→ **Task to carry out**
Lines holding the word "files": how many does the material below have? Answer with nothing but the number.

--- Dataset excerpts ---

PR #1619, opened 2022-05-29
SaveGameIterator: fix of buffer overflow

MarcelHB:
Fixes the last of the known crashes mentioned in #1616.

## Description
Cannot apply `strftime` like this anymore.

## Checklist


lynxlynxlynx:
Thanks!

Issue #1620, opened 2022-05-29
Regression: all ARE files are extracted again on loading 


MarcelHB:
#### Bug description

When loading a game, GemRB again starts to extract _all_ ARE files that are contained. This was improved with #1337

#### Expected behavior
Only the one we need right now.

#### Screenshots
From late chapter in BG1:
```
[SAVImporter]: Decompressing ar0002.are
[SAVImporter]: Decompressing ar0004.are
[SAVImporter]: Decompressing ar0005.are
[SAVImporter]: Decompressing ar0010.are
[SAVImporter]: Decompressing ar0011.are
[SAVImporter]: Decompressing ar0012.are
[SAVImporter]: Decompressing ar0100.are
[SAVImporter]: Decompressing ar0103.are
[SAVImporter]: Decompressing ar0104.are
[SAVImporter]: Decompressing ar0105.are
[SAVImporter]: Decompressing ar0106.are
[SAVImporter]: Decompressing ar0107.are
...
```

---

→ **Reply**
2